Los datos presentan dos comportamientos lineales diferentes.

Un comportamiento lineal corresponde a una minoría de los ejemplos y el otro a una mayoría.

Se han encontrado este tipo de discrepancias en datos de entrenamiento utilizados en la vida real.

Puedes conocer más al respecto en el proyecto [Gender Shades](http://gendershades.org/).

Los modelos de aprendizaje máquina, de ser entrenados y utilizados ingenuamente, pueden desfavorecer a ciertos grupos, usualmente minorías. También esto ocurre al incorporar pocos datos de entrenamiento para clases protegidas ya sea en cuestión de sexo, género, etnicidad, estatus socioeconómico, ubicación geográfica, entre otras.  Las predicciones realizadas y el uso que les damos los humanos tienen [serias consecuencias](https://youtu.be/qOEtQYGwZ8w?si=CLka51Wsg05Rjglx).

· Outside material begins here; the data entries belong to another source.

PR #696, opened 2019-09-25
[PLATFORM-1059] Product publishing

juhah:
Refactoring publishing process as a set of actions that are committed in series of transactions as needed. There is no design for it so I just left it rough.

There are some problems with the backend updating the publish status (`ethereum-watcher` should work but does not correctly update the backend status) so products remain in limbo. But make sure you have these correct addresses set:

```
STREAMR_ENGINE_NODE_ADDRESSES=0xFCAd0B19bB29D4674531d6f115237E16AfCE377c
COMMUNITY_PRODUCT_OPERATOR_ADDRESS=0xa3d1F77ACfF0060F7213D7BF3c7fEC78df847De1
TOKEN_CONTRACT_ADDRESS=0xbaa81a0179015be47ad439566374f2bae098686f
```

Consider this as a work in progress but better to have it merged sooner than later. Other changes:

- Changed community deploy so that it returns the address as a result of the dialog
- Refactored `withWeb3` to use hooks

**NOTE:** To test use the Publish button in the new editor.

TODO:
- Pending changes should be cleared after publishing but the backend doesn't support it yet


app/src/marketplace/utils/product.js
```diff
@@ -58,6 +58,10 @@ export const mapProductFromApi = (product: Product | EditProduct): Product => {
     return {
         ...product,
         pricePerSecond,
+        pendingChanges: {
+            name: 'asdasd',
+            adminFee: 0.7,
+        },
```
juhah: This data is for testing, the product data should be overlaid with the pending changes if the product is live and then cleared after publishing.

app/src/marketplace/utils/smartContract.js
```diff
@@ -141,7 +141,7 @@ export const deploy = (contract: SmartContractMetadata, args: Array<any>, option
                 })
                 .on('error', errorHandler)
                 .on('transactionHash', (hash) => {
-                    emitter.emit('transactionHash', hash)
+                    emitter.emit('transactionHash', hash, futureAddress)
```
juhah: @tumppi Changed the calculated address to be given here along with the hash once the transaction starts.

juhah:
I added a Storybook entry for the publish status where you can see all the actions:

Screen Shot 2019-09-26 at 12 51 18

tumppi:
I'm getting following error:

```
Error: 0 is not a valid admin fee
    at getAdminFeeInEther (services.js?4332:92)
    at deployContract (services.js?4332:108)
```

Is this somehow related to the pending changes feature?

timoxley:
Two things, probably unrelated:

Note the NaN:

image

And should probably list the eth addresses I've already associated with my streamr account in addition to the arbitrary input in "Set recipient ETH address".

timoxley:
Success:

image

But product page still says:

image

tumppi:
@timoxley You are probably not running `ethereum-watcher-local` on `streamr-docker-dev`? That will pick up the change from blockchain and update the product state.

juhah:
> I'm getting following error: Error: 0 is not a valid admin fee
> Note the NaN:

@tumppi @timoxley  Yep, should add more validation there (Admin fee needs to be > 0). 

> And should probably list the eth addresses I've already associated with my streamr account in addition to the arbitrary input in "Set recipient ETH address".

Good idea. 

> You are probably not running ethereum-watcher-local on streamr-docker-dev? That will pick up the change from blockchain and update the product state.

I couldn't get it to work either, this is the problem I've been having that the products get stuck in publishing limbo. The watcher sees the transaction but doesn't call the `setDeployed` correctly.

timoxley:
@tumppi it's running. I stopped and started it again, created a new product, same issue.

app/src/shared/hooks/useWeb3Status.js
```diff
@@ -0,0 +1,98 @@
...
+
+        Web3Poller.subscribe(Web3Poller.events.ACCOUNT, onAccount)
+
+        return () => {
+            Web3Poller.unsubscribe(Web3Poller.events.ACCOUNT, onAccount)
+        }
+    }, [requireWeb3, checkingWeb3, isMounted])
+
+    useEffect(() => {
+        if (!requireWeb3 || !account) { return () => {} }
```
timoxley: AFAIK no need to return empty function here

app/src/shared/hooks/useWeb3Status.js
```diff
@@ -0,0 +1,98 @@
...
+}
+
+export function useWeb3Status(requireWeb3: boolean = true): Result {
+    const [web3Error, setWeb3Error] = useState(null)
+    const [checkingWeb3, setCheckingWeb3] = useState(false)
+    const isMounted = useIsMounted()
+    const [account, setAccount] = useState(null)
+
+    useEffect(() => {
+        if (!requireWeb3 || checkingWeb3) { return () => {} }
```
timoxley: AFAIK no need to return empty function here

timoxley: oh is this because of flow? ugh.

app/src/marketplace/components/Modal/ConfirmDeployCommunityDialog/index.jsx
```diff
@@ -15,11 +15,18 @@ import styles from './confirmDeployCommunityDialog.pcss'
...
     onShowGuidedDialog: () => void,
 }
 
-const ConfirmDeployCommunityDialog = ({ product, onClose, onContinue, onShowGuidedDialog }: Props) => {
+const ConfirmDeployCommunityDialog = ({ product, onClose, onContinue: onContinueProp, onShowGuidedDialog }: Props) => {
+    const [waitingOnContinue, setWaitingOnContinue] = useState(false)
+
+    const onContinue = useCallback(async () => {
+        setWaitingOnContinue(true)
+        await onContinueProp()
```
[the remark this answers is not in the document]
juhah: It waits on the promise passed from the `onContinue` prop which is coming `DeployDialog` container and the `onDeploy` method. Basically, wait until user has responded to the Metamask prompt before moving on.

app/src/marketplace/components/Modal/GuidedDeployCommunityDialog/index.jsx
```diff
@@ -63,22 +63,24 @@ const ProductCard = ({ name, image, className }: ProductCardProps) => (
...
     const { name } = product
     // $FlowFixMe
     const image = String((product.newImageToUpload && product.newImageToUpload.preview) || product.imageUrl)
 
-    const onContinue = useCallback(() => {
+    const onContinue = useCallback(async () => {
         if (isLastStep) {
-            onContinueProp(skipHelp)
+            setWaitingOnContinue(true)
+            await onContinueProp(skipHelp)
```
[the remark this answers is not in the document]
juhah: Same as above.

app/src/marketplace/containers/EditProductPage2/DeployCommunityModal.jsx
```diff
@@ -32,30 +42,52 @@ function setSkipGuide(value) {
...
+        const { id: joinPartStreamId } = await createJoinPartStream(productId)
+
+        return new Promise((resolve) => (
+            // $FlowFixMe
+            deployContract(joinPartStreamId, adminFee)
+                .onTransactionHash((hash, communityAddress) => {
+                    dispatch(addTransaction(hash, transactionTypes.DEPLOY_COMMUNITY))
+                    setAddress(communityAddress)
+                    setStep(steps.COMPLETE)
+                    resolve()
```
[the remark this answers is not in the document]
juhah: Yea, a bit confusing. `COMPLETE` is here the last step of the modal where we show the spinner and user can choose to wait or close the dialog (before the actual transaction completes).

app/src/shared/hooks/useWeb3Status.js
juhah: Yep 🤢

# Regresión lineal con grupos


Identifiquemos los dos comportamientos lineales con una tercer columna de grupo.

| $x$ | $y$ | $g$ |
|-----|-----|-----|
|  1  |  4  |  A  |
|  2  |  8  |  A  |
|  5  |  5  |  B  |
|  6  |  6  |  B  |
|  7  |  7  |  B  |
|  8  |  8  |  B  |

In [None]:
DtrainG = [
    (1, 4, 'A'),
    (2, 8, 'A'),
    (5, 5, 'B'),
    (6, 6, 'B'),
    (7, 7, 'B'),
    (8, 8, 'B'),
]

In [None]:
def Dtrain_groups(Dtrain):
    return set(g for _, _, g in Dtrain)

def DtrainGroup(Dtrain, group):
    return [(x, y) for (x, y, g) in Dtrain if group == g]

In [None]:
plt.close()

xmin, xmax = 0, 8
ymin, ymax = 0, 8

w_init, w_min, w_max, w_step = w_best, 0.0, 20.0, 0.01

def plot_Dtrain(ax):
    xs1, ys1, xs2, ys2 = [], [], [], []
    for x, y, g in DtrainG:
        if g == "A":
            xs1.append(x)
            ys1.append(y)
        else:
            xs2.append(x)
            ys2.append(y)
    return [
        ax.scatter(xs1, ys1, c = "orange", label="A"),
        ax.scatter(xs2, ys2, c = "purple", label="B"),
    ]

def plot_predictor(ax):
    xs = [xmin, xmax]
    ys = [predict(w_init, x) for x in xs]
    return ax.plot(xs, ys, c = "black")
    

plt.ioff()

fig = plt.figure(figsize=(5,5));
ax = plt.axes();
plot_Dtrain(ax)
lines = plot_predictor(ax)
ax.set_xlabel("$x$", size=20)
ax.set_xlim((xmin, xmax + 1))
ax.set_ylabel("$y$", size=20)
ax.set_ylim((ymin, ymax + 1))
ax.legend()
fig.canvas.header_visible = False

display(fig.canvas);

¿A qué grupo favorece más el “mejor” predictor?

## Pérdida por grupo

Consideremos la misma pérdida cuadrada, pero ahora tomamos la pérdida de entrenamiento por cada grupo.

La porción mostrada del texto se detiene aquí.